— Stored data entries —
^^^^^^^^

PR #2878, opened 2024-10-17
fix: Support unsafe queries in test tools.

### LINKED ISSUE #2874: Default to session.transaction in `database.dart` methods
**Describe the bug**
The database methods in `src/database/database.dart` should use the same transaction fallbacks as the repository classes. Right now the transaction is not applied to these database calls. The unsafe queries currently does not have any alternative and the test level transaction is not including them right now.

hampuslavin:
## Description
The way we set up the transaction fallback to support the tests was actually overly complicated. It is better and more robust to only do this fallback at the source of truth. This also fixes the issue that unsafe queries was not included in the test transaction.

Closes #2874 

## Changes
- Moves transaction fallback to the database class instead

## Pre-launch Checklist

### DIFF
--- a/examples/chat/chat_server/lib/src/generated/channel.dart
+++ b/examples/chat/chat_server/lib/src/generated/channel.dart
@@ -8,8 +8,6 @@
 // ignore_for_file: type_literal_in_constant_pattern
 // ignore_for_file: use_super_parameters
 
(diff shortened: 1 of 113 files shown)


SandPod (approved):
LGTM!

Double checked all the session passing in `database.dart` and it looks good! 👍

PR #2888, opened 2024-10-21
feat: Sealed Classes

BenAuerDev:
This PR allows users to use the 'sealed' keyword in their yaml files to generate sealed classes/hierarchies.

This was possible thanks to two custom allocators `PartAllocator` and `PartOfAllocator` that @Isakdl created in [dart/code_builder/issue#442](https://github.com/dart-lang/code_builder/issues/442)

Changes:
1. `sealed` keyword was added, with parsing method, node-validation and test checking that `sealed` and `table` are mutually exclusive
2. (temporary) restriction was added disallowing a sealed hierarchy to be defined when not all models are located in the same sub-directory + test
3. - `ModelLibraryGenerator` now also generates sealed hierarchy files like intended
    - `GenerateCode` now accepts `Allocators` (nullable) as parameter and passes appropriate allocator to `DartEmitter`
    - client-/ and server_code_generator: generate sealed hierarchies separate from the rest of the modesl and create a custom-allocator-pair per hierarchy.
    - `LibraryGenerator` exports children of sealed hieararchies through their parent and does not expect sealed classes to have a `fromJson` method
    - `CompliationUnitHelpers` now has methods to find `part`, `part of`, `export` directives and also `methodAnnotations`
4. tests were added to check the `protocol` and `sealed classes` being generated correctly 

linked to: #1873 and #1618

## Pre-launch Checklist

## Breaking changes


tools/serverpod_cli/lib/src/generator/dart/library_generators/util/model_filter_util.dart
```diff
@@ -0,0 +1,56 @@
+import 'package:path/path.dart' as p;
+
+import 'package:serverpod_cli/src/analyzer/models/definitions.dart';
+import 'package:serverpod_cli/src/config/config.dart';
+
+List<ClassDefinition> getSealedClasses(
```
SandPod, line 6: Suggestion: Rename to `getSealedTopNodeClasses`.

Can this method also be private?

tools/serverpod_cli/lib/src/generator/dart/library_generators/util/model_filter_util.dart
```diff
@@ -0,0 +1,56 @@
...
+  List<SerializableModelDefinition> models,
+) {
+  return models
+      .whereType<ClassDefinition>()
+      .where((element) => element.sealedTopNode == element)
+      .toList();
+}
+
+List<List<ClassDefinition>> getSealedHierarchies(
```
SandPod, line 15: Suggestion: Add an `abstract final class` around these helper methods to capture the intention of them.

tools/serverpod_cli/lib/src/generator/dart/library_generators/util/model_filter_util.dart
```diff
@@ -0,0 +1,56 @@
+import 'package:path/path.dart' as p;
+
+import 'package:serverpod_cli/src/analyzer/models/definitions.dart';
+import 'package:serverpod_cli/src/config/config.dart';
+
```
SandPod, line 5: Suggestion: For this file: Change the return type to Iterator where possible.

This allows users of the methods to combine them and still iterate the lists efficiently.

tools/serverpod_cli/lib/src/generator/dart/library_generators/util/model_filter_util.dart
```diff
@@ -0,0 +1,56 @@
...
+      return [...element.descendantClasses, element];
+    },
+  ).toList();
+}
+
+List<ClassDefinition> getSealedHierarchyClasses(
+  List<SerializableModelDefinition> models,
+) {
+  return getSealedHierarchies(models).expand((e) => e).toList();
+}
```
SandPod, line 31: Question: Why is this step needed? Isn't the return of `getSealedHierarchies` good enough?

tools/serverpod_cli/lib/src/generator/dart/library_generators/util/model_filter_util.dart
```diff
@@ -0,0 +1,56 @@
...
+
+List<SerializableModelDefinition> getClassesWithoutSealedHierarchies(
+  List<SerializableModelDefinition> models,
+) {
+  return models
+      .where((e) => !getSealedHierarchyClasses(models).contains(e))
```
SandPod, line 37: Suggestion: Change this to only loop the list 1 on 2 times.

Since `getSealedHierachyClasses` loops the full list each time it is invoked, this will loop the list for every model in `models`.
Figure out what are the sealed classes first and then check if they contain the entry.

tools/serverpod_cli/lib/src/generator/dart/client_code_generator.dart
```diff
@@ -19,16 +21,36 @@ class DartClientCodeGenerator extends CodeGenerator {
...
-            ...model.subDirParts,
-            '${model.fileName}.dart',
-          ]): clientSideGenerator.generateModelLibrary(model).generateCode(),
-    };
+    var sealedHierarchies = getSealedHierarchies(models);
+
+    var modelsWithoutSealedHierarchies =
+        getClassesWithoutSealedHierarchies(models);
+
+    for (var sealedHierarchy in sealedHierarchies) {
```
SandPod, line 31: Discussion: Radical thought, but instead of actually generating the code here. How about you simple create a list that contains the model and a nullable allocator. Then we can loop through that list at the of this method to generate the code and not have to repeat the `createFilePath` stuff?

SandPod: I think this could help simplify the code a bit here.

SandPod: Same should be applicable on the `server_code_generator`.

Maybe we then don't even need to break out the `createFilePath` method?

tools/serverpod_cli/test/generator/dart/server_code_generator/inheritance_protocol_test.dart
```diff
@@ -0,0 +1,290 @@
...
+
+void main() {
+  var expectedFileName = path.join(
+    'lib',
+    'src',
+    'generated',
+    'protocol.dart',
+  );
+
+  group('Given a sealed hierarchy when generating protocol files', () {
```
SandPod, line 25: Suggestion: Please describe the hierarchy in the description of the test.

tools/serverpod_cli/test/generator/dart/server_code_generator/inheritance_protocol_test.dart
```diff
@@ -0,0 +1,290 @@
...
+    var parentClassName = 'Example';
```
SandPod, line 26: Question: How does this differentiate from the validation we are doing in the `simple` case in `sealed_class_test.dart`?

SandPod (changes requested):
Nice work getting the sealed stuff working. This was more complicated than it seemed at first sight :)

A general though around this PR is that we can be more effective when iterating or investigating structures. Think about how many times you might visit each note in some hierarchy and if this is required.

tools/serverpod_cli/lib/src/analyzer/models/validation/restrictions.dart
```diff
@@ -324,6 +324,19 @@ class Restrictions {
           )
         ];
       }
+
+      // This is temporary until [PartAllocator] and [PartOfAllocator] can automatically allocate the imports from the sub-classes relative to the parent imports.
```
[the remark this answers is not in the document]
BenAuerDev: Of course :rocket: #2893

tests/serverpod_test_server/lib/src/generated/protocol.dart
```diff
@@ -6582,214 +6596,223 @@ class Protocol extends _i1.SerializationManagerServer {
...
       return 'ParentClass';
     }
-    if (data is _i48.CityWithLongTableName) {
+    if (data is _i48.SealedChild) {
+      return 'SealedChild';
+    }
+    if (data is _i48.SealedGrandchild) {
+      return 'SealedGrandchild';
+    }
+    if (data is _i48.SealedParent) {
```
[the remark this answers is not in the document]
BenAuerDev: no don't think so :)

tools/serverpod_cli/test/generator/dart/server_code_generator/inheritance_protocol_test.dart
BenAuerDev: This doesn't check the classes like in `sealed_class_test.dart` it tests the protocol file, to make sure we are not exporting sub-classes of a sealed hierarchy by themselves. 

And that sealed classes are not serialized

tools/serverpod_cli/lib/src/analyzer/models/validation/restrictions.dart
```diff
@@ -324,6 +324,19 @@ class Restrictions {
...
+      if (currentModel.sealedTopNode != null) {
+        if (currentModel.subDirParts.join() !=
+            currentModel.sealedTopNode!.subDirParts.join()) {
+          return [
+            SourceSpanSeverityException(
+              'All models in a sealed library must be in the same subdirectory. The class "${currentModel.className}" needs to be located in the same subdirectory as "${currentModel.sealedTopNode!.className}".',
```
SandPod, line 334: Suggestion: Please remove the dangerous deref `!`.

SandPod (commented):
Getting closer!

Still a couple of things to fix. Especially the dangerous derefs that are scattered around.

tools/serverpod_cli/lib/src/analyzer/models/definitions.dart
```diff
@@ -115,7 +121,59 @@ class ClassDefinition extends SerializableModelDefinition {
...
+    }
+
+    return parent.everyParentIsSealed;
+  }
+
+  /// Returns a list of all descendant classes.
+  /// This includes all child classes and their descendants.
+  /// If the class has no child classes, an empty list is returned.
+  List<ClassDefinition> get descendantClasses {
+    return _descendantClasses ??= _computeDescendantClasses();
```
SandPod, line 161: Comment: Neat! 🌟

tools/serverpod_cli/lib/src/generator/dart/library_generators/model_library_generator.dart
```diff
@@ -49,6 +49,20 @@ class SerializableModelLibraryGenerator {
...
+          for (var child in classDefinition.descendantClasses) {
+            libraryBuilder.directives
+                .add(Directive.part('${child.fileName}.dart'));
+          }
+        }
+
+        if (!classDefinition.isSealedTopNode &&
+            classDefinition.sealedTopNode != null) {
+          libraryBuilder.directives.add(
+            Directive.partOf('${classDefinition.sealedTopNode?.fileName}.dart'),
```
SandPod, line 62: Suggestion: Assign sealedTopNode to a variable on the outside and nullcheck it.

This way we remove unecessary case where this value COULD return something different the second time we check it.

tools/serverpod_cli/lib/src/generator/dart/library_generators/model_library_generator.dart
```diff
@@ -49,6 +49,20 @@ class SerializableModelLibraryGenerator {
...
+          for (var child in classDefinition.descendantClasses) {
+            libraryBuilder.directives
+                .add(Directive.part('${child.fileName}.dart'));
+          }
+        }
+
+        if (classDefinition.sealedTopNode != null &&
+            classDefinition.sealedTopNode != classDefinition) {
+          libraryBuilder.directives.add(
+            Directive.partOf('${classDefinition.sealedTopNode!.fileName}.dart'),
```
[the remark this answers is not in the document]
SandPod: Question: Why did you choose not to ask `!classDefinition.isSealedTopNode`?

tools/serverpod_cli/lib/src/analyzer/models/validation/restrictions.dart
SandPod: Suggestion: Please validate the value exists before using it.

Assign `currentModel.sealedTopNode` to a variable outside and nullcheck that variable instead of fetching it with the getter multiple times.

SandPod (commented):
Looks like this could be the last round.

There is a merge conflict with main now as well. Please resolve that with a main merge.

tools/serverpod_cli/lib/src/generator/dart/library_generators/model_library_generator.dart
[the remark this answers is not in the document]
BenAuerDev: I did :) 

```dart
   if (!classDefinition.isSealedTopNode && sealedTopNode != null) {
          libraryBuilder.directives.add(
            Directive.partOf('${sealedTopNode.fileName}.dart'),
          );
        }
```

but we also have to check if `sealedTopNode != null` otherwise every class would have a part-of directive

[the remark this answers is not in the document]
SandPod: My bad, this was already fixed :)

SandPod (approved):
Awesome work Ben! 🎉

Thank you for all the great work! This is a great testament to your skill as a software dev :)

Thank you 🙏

^^^^^^^^

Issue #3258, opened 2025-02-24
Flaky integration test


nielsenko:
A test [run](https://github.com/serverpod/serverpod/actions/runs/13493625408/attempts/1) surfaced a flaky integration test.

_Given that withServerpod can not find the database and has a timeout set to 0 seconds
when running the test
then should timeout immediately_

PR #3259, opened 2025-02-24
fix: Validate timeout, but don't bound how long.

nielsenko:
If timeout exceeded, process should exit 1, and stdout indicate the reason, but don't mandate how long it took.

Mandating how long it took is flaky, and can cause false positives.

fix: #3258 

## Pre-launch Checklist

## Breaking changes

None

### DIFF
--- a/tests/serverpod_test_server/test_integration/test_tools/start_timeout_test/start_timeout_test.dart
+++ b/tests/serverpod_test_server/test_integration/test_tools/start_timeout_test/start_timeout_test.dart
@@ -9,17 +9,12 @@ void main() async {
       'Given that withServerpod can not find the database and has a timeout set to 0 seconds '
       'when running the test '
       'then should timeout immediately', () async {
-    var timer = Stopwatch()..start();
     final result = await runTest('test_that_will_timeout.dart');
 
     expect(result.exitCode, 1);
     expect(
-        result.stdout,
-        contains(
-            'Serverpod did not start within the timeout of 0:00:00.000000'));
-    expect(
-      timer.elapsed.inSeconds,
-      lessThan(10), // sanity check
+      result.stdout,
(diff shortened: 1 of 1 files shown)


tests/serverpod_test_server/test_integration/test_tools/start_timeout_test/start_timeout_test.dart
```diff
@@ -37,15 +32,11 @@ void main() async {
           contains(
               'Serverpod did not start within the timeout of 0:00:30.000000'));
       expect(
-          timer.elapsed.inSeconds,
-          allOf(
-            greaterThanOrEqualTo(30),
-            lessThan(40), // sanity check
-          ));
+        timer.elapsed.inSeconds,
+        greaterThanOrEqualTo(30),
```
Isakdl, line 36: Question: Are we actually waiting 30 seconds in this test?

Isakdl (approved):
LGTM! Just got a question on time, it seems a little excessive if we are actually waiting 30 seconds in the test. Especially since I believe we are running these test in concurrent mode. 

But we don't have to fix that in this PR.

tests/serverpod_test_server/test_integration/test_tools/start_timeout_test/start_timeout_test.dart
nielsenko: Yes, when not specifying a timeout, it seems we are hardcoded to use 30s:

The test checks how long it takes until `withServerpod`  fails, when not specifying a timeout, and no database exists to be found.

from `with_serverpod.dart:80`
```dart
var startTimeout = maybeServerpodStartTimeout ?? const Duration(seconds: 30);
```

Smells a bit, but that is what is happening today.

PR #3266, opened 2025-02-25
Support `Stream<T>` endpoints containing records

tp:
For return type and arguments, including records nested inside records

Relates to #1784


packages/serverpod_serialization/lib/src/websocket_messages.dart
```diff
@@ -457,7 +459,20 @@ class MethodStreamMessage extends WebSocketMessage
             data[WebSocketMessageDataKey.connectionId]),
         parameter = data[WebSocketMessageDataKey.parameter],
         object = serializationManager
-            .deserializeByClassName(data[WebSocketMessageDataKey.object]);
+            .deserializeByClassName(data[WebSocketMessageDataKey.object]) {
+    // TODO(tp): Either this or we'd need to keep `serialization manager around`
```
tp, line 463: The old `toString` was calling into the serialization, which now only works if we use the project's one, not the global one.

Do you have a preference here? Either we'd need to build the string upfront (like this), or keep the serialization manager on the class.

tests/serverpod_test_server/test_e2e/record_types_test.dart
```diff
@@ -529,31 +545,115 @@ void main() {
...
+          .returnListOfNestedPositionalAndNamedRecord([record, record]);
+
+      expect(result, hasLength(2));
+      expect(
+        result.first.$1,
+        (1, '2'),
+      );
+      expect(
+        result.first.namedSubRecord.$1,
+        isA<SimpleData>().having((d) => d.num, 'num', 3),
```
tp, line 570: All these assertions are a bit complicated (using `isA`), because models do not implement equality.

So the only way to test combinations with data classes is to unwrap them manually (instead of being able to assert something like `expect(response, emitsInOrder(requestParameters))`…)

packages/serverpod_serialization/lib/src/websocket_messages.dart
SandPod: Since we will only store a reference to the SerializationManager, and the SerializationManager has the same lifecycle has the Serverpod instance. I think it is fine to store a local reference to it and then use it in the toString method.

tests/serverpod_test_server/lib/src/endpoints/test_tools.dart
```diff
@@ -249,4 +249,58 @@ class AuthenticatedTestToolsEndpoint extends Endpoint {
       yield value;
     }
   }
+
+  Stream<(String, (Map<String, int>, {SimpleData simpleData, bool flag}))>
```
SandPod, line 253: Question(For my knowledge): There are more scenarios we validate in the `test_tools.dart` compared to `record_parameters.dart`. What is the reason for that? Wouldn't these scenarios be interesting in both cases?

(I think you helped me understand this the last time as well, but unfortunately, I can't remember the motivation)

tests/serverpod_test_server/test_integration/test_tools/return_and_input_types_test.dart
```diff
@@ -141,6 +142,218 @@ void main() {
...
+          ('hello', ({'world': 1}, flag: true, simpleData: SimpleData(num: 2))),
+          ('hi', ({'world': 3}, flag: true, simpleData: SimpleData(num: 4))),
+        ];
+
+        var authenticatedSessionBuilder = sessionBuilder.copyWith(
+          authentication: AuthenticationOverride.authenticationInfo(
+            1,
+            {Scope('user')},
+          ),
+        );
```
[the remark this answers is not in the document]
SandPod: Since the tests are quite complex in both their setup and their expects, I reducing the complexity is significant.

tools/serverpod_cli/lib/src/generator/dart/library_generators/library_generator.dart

^^^^^^^^

In the records above, collect each line with "subDirParts".

-            ...model.subDirParts,
+        if (currentModel.subDirParts.join() !=
+            currentModel.sealedTopNode!.subDirParts.join()) {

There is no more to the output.